How many times do we have to address the arguments that "the amount found was extremely small" and "would have been of no competitive benefit?" 

First of all, the rules are crystal clear that any amount is illegal. 

Second, the amount of Clen found in Contador's sample is entirely consistent with the amount that would be found in someone who had transfused blood containing small amounts of the substance (I.E. Bert withdrew blood a little too soon after using Clen to cut up earlier in the season). Combine the half-life of the substance with the dilution caused by transfusing into the existing blood volume and the amount makes perfect sense. Let's not even bring the plasticizers tests into this. 

The fact that the offending sample was taken on the rest day before the Tourmalet stage only makes it more incriminating when you consider the many reports by confessed dopers of transfusing on rest days and before big stages. 

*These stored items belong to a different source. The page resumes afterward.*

PR #569, opened 2015-06-26
Declare type proposal

Eyyub:
*do not merge*

This pull request adds `declare` type to `declare module`.

```typescript
/**                                                                                                     
 * @flow                                                                                                
 */                                                                                                                                                                                              
declare module ModuleAliasFoo {                                                                         
    declare type baz = number;                                                                          
    declare type toz = string;                                                                          
    declare function foo(bar : baz) : toz;                                                
} 
```

```javascript
/**                                                                                                     
 * @flow                                                                                                
 */                                                                                                     
                                                                                                        
///////////////////////////////////////                                                                 
// == Import Declared Type Alias  == //                                                                 
///////////////////////////////////////                                                                 
import type {baz} from "ModuleAliasFoo";                                                                
import {foo} from "ModuleAliasFoo";                                                                     
var keh: baz = 42;                                                                                       
var k2: baz = "shab"; // Error: string to int                                                           
var k3: toz = foo(keh); // Error: unknown identifier toz                                                 
                                                                                                        
import type {toz} from "ModuleAliasFoo";                                                                
var k4: toz = foo(keh); 
```

Any thoughts ?


src/parser/parser_flow.ml
```diff
@@ -2852,6 +2852,26 @@ end = struct
...
+	let id = Parse.identifier env in
+	let typeParameters = Type.type_parameter_declaration env in
+	Expect.token env T_ASSIGN;
+	let right = Type._type env in
+	let end_loc = match Peek.semicolon_loc env with
+	  | None -> fst right
+	  | Some end_loc -> end_loc in
+	Eat.semicolon env;
+	Eat.pop_lex_mode env;
+	Loc.btwn start_loc end_loc, Statement.(TypeAlias TypeAlias.({
```
jeffmo: This should generate a `DeclareTypeAlias` node instead of a `TypeAlias` node, right?

src/typing/type_inference_js.ml
```diff
@@ -2123,20 +2123,29 @@ and statement cx = Ast.Statement.(
...
       | None ->
-          let map = SMap.map (
-            fun { specific = export; _ } -> export
-          ) module_scope.entries in
-          Flow_js.mk_object_with_map_proto cx reason map (MixedT reason)
-    ) in
+	 let for_types, nonfor_types =
+	   SMap.partition (fun _ { for_type; _ } -> for_type) module_scope.entries
+	 in
+         let map = SMap.map (
```
jeffmo: nit: can you push this `let` back one char to match the indentation level of the rest of the case logic?

jeffmo:
Can you add some tests here as well?

src/parser/parser_flow.ml
Eyyub: Oups my bad :s

src/typing/type_inference_js.ml
Eyyub: Np, it's weird because on my emacs it's well intented

tests/declare_type/.testconfig
```diff
@@ -0,0 +1 @@
+cmd: check --all --show-all-errors --strip-root --lib lib
```
jeffmo: Actually for tests like this one you don't really need a `.testconfig` file like this (the test runner assumes the absence of one means that you want to test `flow check` on the contents of the dir and compare to the `.exp` file in the dir).

For specifying `--lib lib`, you can just do this in the adjacent `.flowconfig` file:

```
[libs]
lib
```

jeffmo:
I think this is ready to go -- mind just making that one final tweak to eliminate .testconfig? Then we can merge this!

Eyyub:
It's done, sorry I'm not used to flow options already !

gabelevi:
This is awesome! Thanks a ton for building this!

I love cycling, but am continually taken aback at the naivety and willful ignorance that permeates the doping conversation. Contador is most certainly a doper who was caught with his pants down and is now lying his @ss off about it. His status as a multiple TDF winner and potential breadwinner for the sport are the only reasons he hasn't already been excommunicated for 2 years of involuntary retirement. 

If the Spanish federation carry through with their intent to exonerate Contador I can only hope that the other governing bodies do not follow suit. Someone needs to man-up and do the right thing in this situation if they want the sport to have any semblance of credibility going forward.


----------



## gamara (May 20, 2002)

Gee3 said:


> Meanwhile, Landis is hitting himself on the head and saying, "I should have used that tainted defense for the beer I drank!"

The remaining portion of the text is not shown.